I think it might be very beneficial to people in the pews to know their depression may be a spiritual problem and it's important to outright and strongly denounce the mental suggestions to kill oneself so to overcome Satan and allow God to triumph. When priests do not clearly give a spiritual remedy they fail as guardians of souls.
God bless,
Bee
Bee here:
Sorry for the omission in my last comment. Rather than "What is my guess? These modernists would say they are not guilty, he..."
The sentence was supposed to read:
"What is my guess? These modernists would say they are not guilty of mortal sin, and hell is probably empty."
God bless.
Bee
Bee,
Hell is empty other than Hitler and fake catholics like Pelosi
TJM
The 1974 Graduale Romanum, which governs the Novus Ordo, has a very wide choice of chants for the Missa pro Defunctis, although these do not include the Sequence and the responsory 'Libera me Domine de morte aeterna' which is replaced by a different chant taken from Matins: 'Libera me Domine de viis inferni'. I did once sing the Mass chants from the Liber Usualis at a Novus Ordo Requiem Mass which was otherwise in English.

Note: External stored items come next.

PR #259, opened 2020-05-24
Add maximum padding to fit IPv6-Addresses

Inrin:
As mentioned in #255 here is a padding, which suits IPv6 Addresses and Link-Local Addresses aswell. I tried to keep it as small as possible, without loosing information.

As the complete width exceeds a typical `80` oldschool terminal, this might be non practical to include. I have more on this topic in #255 and guess this PR gets denied in favor of a more dynamic one.

### DIFF
--- a/src/lastlog.c
+++ b/src/lastlog.c
@@ -42,6 +42,9 @@
 #include <sys/types.h>
 #include <time.h>
 #include <assert.h>
+#ifdef HAVE_LL_HOST
+#include <net/if.h>
+#endif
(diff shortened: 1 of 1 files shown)


hallyn:
I feel like this is the better approach.  I'm tempted to merge this one, rather than the -F one.

Rationale: anyone parsing the results should hopefully doing based on fields and not chars; anyone using ipv6 should see the full address;  80 char cols can wrap.

Objections?

PR #262, opened 2020-06-05
correct grammar in shadow(5)

andydna:


edneville:
Could be wrong, but means would seem more correct:

    An empty field and value 0 means that there is no minimum

andydna:
Sure.  Well, smoother at least.  "are" instead of "is" just hurts.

A priest can hardly object to this, although if he were very punctilious he might insist on the Alleluia rather than the Tract outside of Lent!
But generally speaking we sing for the Old Rite. On occasion we have been asked to wear choir dress and sing in the sanctuary, which is quite fitting for a male chant schola, but certainly not for a mixed 'music group'!
John Nolan,
Thanks for the information. So the Dies Irae is suppressed for the Novus Ordo, or is that too broad an assumption? That particular chant is hauntingly beautiful and one of my favorites.
TJM
The Dies Irae is the most famous chant ever written, but is a comparatively late addition to the Requiem Mass; it was not composed until the 13th century. In fact all the Sequences are late additions (late being comparative - the main corpus of Gregorian chant was complete by the end of the first millennium).
There is no reason why the Dies Irae should not be sung for the Novus Ordo, and it not uncommonly is (for example at All Souls); this is because the rite itself allows a plethora of options, both traditional and modern.